In some applications, such as garage ventilation, fans are designed in parallel. This solution allows only one fan to be operated at low air exchange requirements, and when the air quality sensors are triggered, the second fan can be switched on and the flow rate increased. The above solution has several important conditions, failure to comply with which leads to failure to achieve the required parameters of the equipment, and in worse cases to destruction of the fans.
- The same performance characteristics are a prerequisite for achieving maximum flow and efficiency in the maximum flow range.
- The operating point must lie in a region close to the maximum flow of the fans (good efficiency region). The operating point must be perfectly known and its position must take into account all possible adverse operating conditions, such as resistance build-up in clogged filter chambers, operational changes in network lengths, etc.

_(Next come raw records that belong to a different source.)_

PR #211, opened 2023-01-31
configure.ac: Avoid calling the undeclared exit function

fweimer-rh:
The SASL and LDAP version checks called exit without including <stdlib.h>.  Future compilers will not support implicit function declarations, causing these two checks to fail unconditionally. Instead, return directly from the main function.

Related to:

* https://fedoraproject.org/wiki/Changes/PortingToModernC
* https://fedoraproject.org/wiki/Toolchain/PortingToModernC

Alternative to globus/globus-toolkit#132.


msalle (approved):
looks good to me.

PR #213, opened 2023-02-18
Remove register qualifier that is incompatible with C++17

ellert:
~~~
/usr/include/globus/globus_libc.h:206:45: warning: ISO C++17 does not allow ‘register’ storage class specifier [-Wregister]
  206 | int globus_libc_setenv(register const char *name,
      |                                             ^~~~
/usr/include/globus/globus_libc.h:207:45: warning: ISO C++17 does not allow ‘register’ storage class specifier [-Wregister]
  207 |                        register const char *value,
      |                                             ^~~~~
/usr/include/globus/globus_libc.h:209:48: warning: ISO C++17 does not allow ‘register’ storage class specifier [-Wregister]
  209 | void globus_libc_unsetenv(register const char *name);
      |                                                ^~~~
~~~


fscheiner (approved):
Looks good to me.

PR #214, opened 2023-07-12
Add gsi openssh 9.0 from fedora 38 current stable

fscheiner:
The changes are based on:

 https://kojipkgs.fedoraproject.org//packages/gsi-openssh/9.0p1/6.fc38/src/gsi-openssh-9.0p1-6.fc38.src.rpm

...and include a fix to make GSI authentication with gssapi-keyex working again plus a missing change as per https://github.com/openssh/openssh-portable/commit/dbb339f015c33d63484261d140c84ad875a9e548.

****

This PR also includes a change for the CI builds via GHA.


msalle (approved):
Given that it fixes the fedora builds again, I'd say looks good to me!
And the only failing test pipeline seems to have just run out of time, so I think that's fine too.
In general I would probably prefer to have a commit like the first one (which updates to using `actions/checkout@v3`) in a separate PR, since it's unrelated to v9.0 from f38, but I think in this case there is a good reason for combining it.

ellert (approved):

fscheiner:
> In general I would probably prefer to have a commit like the first one (which updates to using `actions/checkout@v3`) in a separate PR, since it's unrelated to v9.0 from f38, but I think in this case there is a good reason for combining it.

I agree, but as it is such a small change, I didn't want to make a separate PR for it. And IIRC it was needed to make the GHA jobs work again. Unfortunately I don't have retained a log that shows this issue.

PR #23, opened 2016-05-17
Add test case

lburgazzoli:


peter-lawrey:
I have updated this test with the expected behaviour. Can you review?

PR #27, opened 2016-07-13
Failing test for JSONWire marshallable with multiple lists.

scottkidder:
It seems this is only a bug when implementing Marshallable and writing read/writeMarshallable by hand, and does not occur when simply extending AbstractMarshallable.


peter-lawrey:
This should be fixed now.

- A working point close to the airflow cut-off point (prohibited area) leads to fluctuation of the working point, strong vibrations and destruction of the impeller. The minimum allowable pressure reserve is 15% below the airflow break-off point.
- Individual parallel branches should be designed to the maximum possible and identical length (resistances must be identical). The distribution of resistances should be as large as possible in parallel branches (minimum 40 % of total resistance) and as small as possible in common branches.
- The separation and connection of pipes shall be made in such a way that the currents interfere minimally. Connecting parallel fans via dampers directly to a common large size duct places extreme demands on damper tightness, damper control and fan actuation. The fans must be separated by tight dampers, otherwise the "false thrust" will cause the impeller of the disconnected fan to spin in the opposite direction and destroy the fan when it is connected to the network by a sensor.
- The fans must be equipped with a suitable soft start control and with a properly designed damper opening control (when the fan starts to run into a closed damper, the fan operates in an unstable non-allowed area). The control circuits must always guard against the situation where improper operation would cause the disconnected fan to spin in the opposite direction (the fan may be spun by short-circuit flow from an operating fan, gravity flow in the duct, etc.). In such cases, control circuits must be used to ensure that the fans are safely stopped and restarted.
- The fan vibration sensor is recommended to be used in cases of important installations as a preventive diagnostic measure. A vibration sensor can help detect bearing failure, fan operation in a restricted area or improper operating point, etc.
Details on the design of paralytic operation of fans can be found in the scripts (CTU FS), the professional monograph Fans / Ing. J. Čermák CSc. 1974, or in other professional publications.
We do not provide any warranty for fans destroyed under the above circumstances.